-- Information follows --
PR #536, opened 2026-09-11
feat(auth): read TD_USER as the fallback for --user

scottlovegrove:
A process the CLI starts should be able to pass its account on to the nested `td` calls it makes, without repeating `--user` on every one. Read `TD_USER` as the fallback, between the flag and the configured default: the flag is this invocation saying what it wants, the variable is the surrounding context saying who it is, and the specific instruction wins.

`TODOIST_API_TOKEN` still short-circuits ahead of both, and an unresolvable `TD_USER` reports the same `UserNotFoundError` an unresolvable `--user` does, so neither silently falls back to some other account. An empty value counts as unset.

Useful outside extensions too: `TD_USER=alice td task list` now works for anyone.

### DIFF
--- a/src/lib/auth.test.ts
+++ b/src/lib/auth.test.ts
@@ -242,6 +242,77 @@ describe('lib/auth', () => {
         await expect(resolveActiveUser({ ref: '222' })).resolves.toMatchObject({ id: '222' })
     })
 
+    it('TD_USER names the account when no --user was given', async () => {
+        vi.stubEnv('TD_USER', 'd@e.f')
+        setConfig({
+            config_version: 2,
+            users: [
+                { id: '111', email: 'a@b.c' },
+                { id: '222', email: 'd@e.f' },
+            ],
+        })
+        entryFor(keyring, 'user-222').token = 'token-222'
+
+        const { resolveActiveUser } = await import('./auth.js')
+
+        await expect(resolveActiveUser()).resolves.toMatchObject({ id: '222' })
+    })
+
+    it('an explicit ref beats TD_USER', async () => {
+        vi.stubEnv('TD_USER', '222')
+        setConfig({
+            config_version: 2,
+            users: [
+                { id: '111', email: 'a@b.c' },
+                { id: '222', email: 'd@e.f' },
+            ],
+        })
+        entryFor(keyring, 'user-111').token = 'token-111'
+
+        const { resolveActiveUser } = await import('./auth.js')
+
+        await expect(resolveActiveUser({ ref: '111' })).resolves.toMatchObject({ id: '111' })
+    })
+
+    it('TODOIST_API_TOKEN still short-circuits ahead of TD_USER', async () => {
+        vi.stubEnv('TODOIST_API_TOKEN', 'env-token-123456')
+        vi.stubEnv('TD_USER', '222')
+        setConfig({
+            config_version: 2,
+            users: [{ id: '222', email: 'd@e.f' }],
+        })
+
+        const { resolveActiveUser } = await import('./auth.js')
+
+        await expect(resolveActiveUser()).resolves.toMatchObject({ id: 'env', source: 'env' })
+    })
+
+    it('treats an empty TD_USER as unset rather than as an account name', async () => {
+        vi.stubEnv('TD_USER', '')
+        setConfig({
+            config_version: 2,
+            users: [{ id: '111', email: 'a@b.c' }],
+        })
+        entryFor(keyring, 'user-111').token = 'stored-token'
+
+        const { resolveActiveUser } = await import('./auth.js')
+
+        await expect(resolveActiveUser()).resolves.toMatchObject({ id: '111' })
+    })
+
+    it('reports an unresolvable TD_USER the same way an unresolvable --user is reported', async () => {
+        vi.stubEnv('TD_USER', 'nope')
+        setConfig({
+            config_version: 2,
+            users: [{ id: '111', email: 'a@b.c' }],
+        })
+
+        const { resolveActiveUser } = await import('./auth.js')
+        const { UserNotFoundError } = await import('./users.js')
+
+        await expect(resolveActiveUser()).rejects.toBeInstanceOf(UserNotFoundError)
+    })
+
     it('throws UserNotFoundError when ref does not match', async () => {
         setConfig({
             config_version: 2,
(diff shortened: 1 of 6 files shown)


src/lib/auth.ts
```diff
@@ -76,7 +76,12 @@ export async function resolveActiveUser(opts: { ref?: string } = {}): Promise<Re
 
     const config = await readConfig()
     const users = getStoredUsers(config)
-    const ref = opts.ref ?? getRequestedUserRef()
+    // The flag before the environment: a flag is this invocation saying what
+    // it wants, while `TD_USER` is the surrounding context saying who it is,
+    // and the specific instruction should win. `||` for the variable, because
+    // `TD_USER=` is someone clearing it, not naming an account called the
+    // empty string.
+    const ref = opts.ref ?? getRequestedUserRef() ?? (process.env[USER_ENV_VAR] || undefined)
```
doistbot, line 84: <a href="#">P2</a>  `td auth status` misses this fallback. In `commands/auth/status.ts`, `fetchLive` decides between the `store.active()` snapshot and a full re-resolve via `getApi()` using only `getRequestedUserRef() !== undefined`. With `TD_USER` set (no `--user`), the snapshot's token — the default user's — is used for `api.getUser()`, so status renders the default account while every other command acts as the `TD_USER` account. This is the same "wrong account" mismatch `createTodoistTokenStore` already guards against for `TODOIST_API_TOKEN` (see the comment in `auth-store.ts`). Fix: treat `TD_USER` like `--user` in that check, e.g. `getRequestedUserRef() !== undefined || Boolean(process.env[USER_ENV_VAR])`.

src/lib/auth.test.ts
```diff
@@ -242,6 +242,77 @@ describe('lib/auth', () => {
...
+            users: [
+                { id: '111', email: 'a@b.c' },
+                { id: '222', email: 'd@e.f' },
+            ],
+        })
+        entryFor(keyring, 'user-111').token = 'token-111'
+
+        const { resolveActiveUser } = await import('./auth.js')
+
+        await expect(resolveActiveUser({ ref: '111' })).resolves.toMatchObject({ id: '111' })
```
doistbot, line 302: <a href="#">P2</a>  This asserts `opts.ref` beats `TD_USER`, but production callers invoke `resolveActiveUser()` with no args — the real `--user` flag reaches the resolver via `getRequestedUserRef()`. The actual `--user` beats `TD_USER` contract is therefore untested: swapping `getRequestedUserRef()` and `process.env[USER_ENV_VAR]` in the fallback chain would change behavior for `td --user alice` with `TD_USER` set and no test would fail. Drive this through the flag instead: set `process.argv` to include `--user 111`, reset the global-args cache, and call `resolveActiveUser()` without `{ ref }`.

doistbot (commented):
Reads `TD_USER` as a fallback for `--user` in `resolveActiveUser`, sitting between the flag and the configured default, with `TODOIST_API_TOKEN` still short-circuiting and empty values treated as unset. Nice, focused change.

Few things worth tightening:
- `td auth status` doesn't honor `TD_USER`: with the variable set, `fetchLive` uses the default account's snapshot token, so status can render a different account than the one every other command acts as. Treating `TD_USER` like `--user` in that check would close the gap.
- The test asserts `opts.ref` beats `TD_USER`, but production callers pass no args and the flag arrives via `getRequestedUserRef()` — so the real flag-beats-env contract is untested. Driving the test through `process.argv` + `resolveActiveUser()` would cover the behavior that actually matters.

<details>

- **<a href="#">P3</a> src/lib/auth-store.ts:26**: `src/lib/skills/content.ts` still documents the old resolution order in its Multi-user section (`--user <ref>` > `user.defaultUser` > the only stored account), so the generated `skills/todoist-cli/SKILL.md` omits the new `TD_USER` fallback between the flag and the default. Update `content.ts` and run `npm run sync:skill` so agents get the correct precedence.
- **<a href="#">P3</a> src/commands/doctor.ts:341**: `TD_USER` is duplicated as a raw string here while `USER_ENV_VAR` is exported from `../lib/auth.js`, which this file already imports from. Interpolate `USER_ENV_VAR` so the message can't drift if the env var is renamed.
- **<a href="#">P3</a> src/lib/auth.test.ts:290**: This test doesn't pin the `|| undefined` behavior it names. `''` is already falsy in the later `ref ? ...` branches, so the resolver falls back to the single stored user even if the guard is removed or changed to `??`. It's effectively the existing single-user resolution test plus a stubbed env var, adding no additional regression signal. Consider dropping it or replacing it with a case that can actually distinguish empty-as-unset.

</details>

<sub>[Share Feedback](https://github.com/Doist/doistbot-app/issues/new?template=review-feedback.yml&title=Review+feedback+for+Doist%2Ftodoist-cli&pr_url=https%3A%2F%2Fgithub.com%2FDoist%2Ftodoist-cli%2Fpull%2F536&datadog_url=https%3A%2F%2Fapp.datadoghq.com%2Flogs%3Fquery%3Dservice%253A%2528doistbot-app-sandbox%2520OR%2520doistbot-app%2529%2520%2540meta.deliveryId%253A0c89d710-add7-11f1-8e4c-4d0a281b628b%26agg_m%3Dcount%26agg_m_source%3Dbase%26agg_t%3Dcount%26clustering_pattern_field_path%3Dmessage%26cols%3Dhost%252Cservice%26fromUser%3Dtrue%26messageDisplay%3Dinline%26refresh_mode%3Dsliding%26storage%3Dhot%26stream_sort%3Ddesc%26viz%3Dstream%26live%3Dtrue) • [Review Logs](https://app.datadoghq.com/logs?query=service%3A%28doistbot-app-sandbox%20OR%20doistbot-app%29%20%40meta.deliveryId%3A0c89d710-add7-11f1-8e4c-4d0a281b628b&agg_m=count&agg_m_source=base&agg_t=count&clustering_pattern_field_path=message&cols=host%2Cservice&fromUser=true&messageDisplay=inline&refresh_mode=sliding&storage=hot&stream_sort=desc&viz=stream&live=true)</sub>

src/lib/auth.ts
scottlovegrove: Good catch, and fixed in 28de3c5 — `userOverride` now also checks `USER_ENV_VAR`, so `TD_USER` sends `status` down the re-resolve path exactly as `--user` does. There is a test asserting `createApiForToken` is not called and the override account's email is printed.

src/lib/auth.test.ts
scottlovegrove: Fair, and fixed in 28de3c5. The new test puts `--user 111` into `process.argv`, resets the global-args cache and calls `resolveActiveUser()` with no arguments.

I checked it actually bites: swapping `getRequestedUserRef()` and `process.env[USER_ENV_VAR]` in the fallback chain fails it.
-- Information concluded --
Exercise instructions » How many lines in the data above contain the word "production"? Reply with only that figure.

Response area » 2